#### [TASK BRIEF]
To complete the exercise, repeat every record exactly as it stands.
□ □ □ □ □
PR #7151, opened 2024-01-25
Fixes #7136 -- gradio client iterator can hit finish event before yield all outputs

### LINKED ISSUE #7136: client incorrectly iterates counter, and standard while out in job loop leaves left over outputs not consumed
### Describe the bug

```
            with self.communicator.lock:
                if len(self.communicator.job.outputs) == self._counter + 1:
                    o = self.communicator.job.outputs[self._counter]
                    self._counter += 1
                    return o
                if self.communicator.job.latest_status.code == Status.FINISHED:
                    raise StopIteration()
```

Issue is that by time code reaches the first conditional, the number of job.outputs may already be 2+ while self._counter=0 at first.

So everything hangs until the end.  I find this is quite common.

Additionally, the job finished can be reached, but there are still extra things to be consumed.  So I have to add extra code after the normal `for out in job` to catch this extra stuff, making the client annoying to code for.

In the end I have to hack together a bunch of external code to work around these issues.

### Reproduction

A detailed repro is not required and the problem is self-evident from the code.

I can put together a PR if desired.

### Screenshot

_No response_

### Logs

_No response_

### System Info

```shell
gradio 4.15.0 or also older gradio too.
```

### Severity

Blocking usage of gradio

pseudotensor:
## Description

Partially fixed iterator here: https://github.com/gradio-app/gradio/commit/287fe6782825479513e79a5cf0ba0fbfe51443d7

But failed to account for fact that finish can be true while have not returned all outputs.

Closes: #7136


client/python/gradio_client/client.py
```diff
@@ -1557,7 +1557,8 @@ def __next__(self) -> tuple | Any:
                     o = self.communicator.job.outputs[self._counter]
                     self._counter += 1
                     return o
-                if self.communicator.job.latest_status.code == Status.FINISHED:
+                if self.communicator.job.latest_status.code == Status.FINISHED and \
```
freddyaboulton, line 1560: Thanks @pseudotensor ! This looks good but it won't fix the following point you raised in the issue right?

> Issue is that by time code reaches the first conditional, the number of job.outputs may already be 2+ while self._counter=0 at first.

I think we can copy over the new entries of `communicator.job.outputs` to a temporary list and then pop from that. Something like this:


```python
        while True:
            with self.communicator.lock:
                if len(self.communicator.job.outputs) > self._counter:
                    for i in range(self._counter, len(self.communicator.job.outputs)):
                        self._outputs.append(self.communicator.job.outputs[i])
                    self._counter = len(self.communicator.job.outputs)
                if self._outputs:
                    return self._outputs.pop(0)
                if self.communicator.job.latest_status.code == Status.FINISHED and not self._outputs:
                    raise StopIteration()
                time.sleep(0.001)
```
□ □ □ □ □
#### [FINISHED EXERCISE]
PR #7151, opened 2024-01-25
Fixes #7136 -- gradio client iterator can hit finish event before yield all outputs

### LINKED ISSUE #7136: client incorrectly iterates counter, and standard while out in job loop leaves left over outputs not consumed
### Describe the bug

```
            with self.communicator.lock:
                if len(self.communicator.job.outputs) == self._counter + 1:
                    o = self.communicator.job.outputs[self._counter]
                    self._counter += 1
                    return o
                if self.communicator.job.latest_status.code == Status.FINISHED:
                    raise StopIteration()
```

Issue is that by time code reaches the first conditional, the number of job.outputs may already be 2+ while self._counter=0 at first.

So everything hangs until the end.  I find this is quite common.

Additionally, the job finished can be reached, but there are still extra things to be consumed.  So I have to add extra code after the normal `for out in job` to catch this extra stuff, making the client annoying to code for.

In the end I have to hack together a bunch of external code to work around these issues.

### Reproduction

A detailed repro is not required and the problem is self-evident from the code.

I can put together a PR if desired.

### Screenshot

_No response_

### Logs

_No response_

### System Info

```shell
gradio 4.15.0 or also older gradio too.
```

### Severity

Blocking usage of gradio

pseudotensor:
## Description

Partially fixed iterator here: https://github.com/gradio-app/gradio/commit/287fe6782825479513e79a5cf0ba0fbfe51443d7

But failed to account for fact that finish can be true while have not returned all outputs.

Closes: #7136


client/python/gradio_client/client.py
```diff
@@ -1557,7 +1557,8 @@ def __next__(self) -> tuple | Any:
                     o = self.communicator.job.outputs[self._counter]
                     self._counter += 1
                     return o
-                if self.communicator.job.latest_status.code == Status.FINISHED:
+                if self.communicator.job.latest_status.code == Status.FINISHED and \
```
freddyaboulton, line 1560: Thanks @pseudotensor ! This looks good but it won't fix the following point you raised in the issue right?

> Issue is that by time code reaches the first conditional, the number of job.outputs may already be 2+ while self._counter=0 at first.

I think we can copy over the new entries of `communicator.job.outputs` to a temporary list and then pop from that. Something like this:


```python
        while True:
            with self.communicator.lock:
                if len(self.communicator.job.outputs) > self._counter:
                    for i in range(self._counter, len(self.communicator.job.outputs)):
                        self._outputs.append(self.communicator.job.outputs[i])
                    self._counter = len(self.communicator.job.outputs)
                if self._outputs:
                    return self._outputs.pop(0)
                if self.communicator.job.latest_status.code == Status.FINISHED and not self._outputs:
                    raise StopIteration()
                time.sleep(0.001)
```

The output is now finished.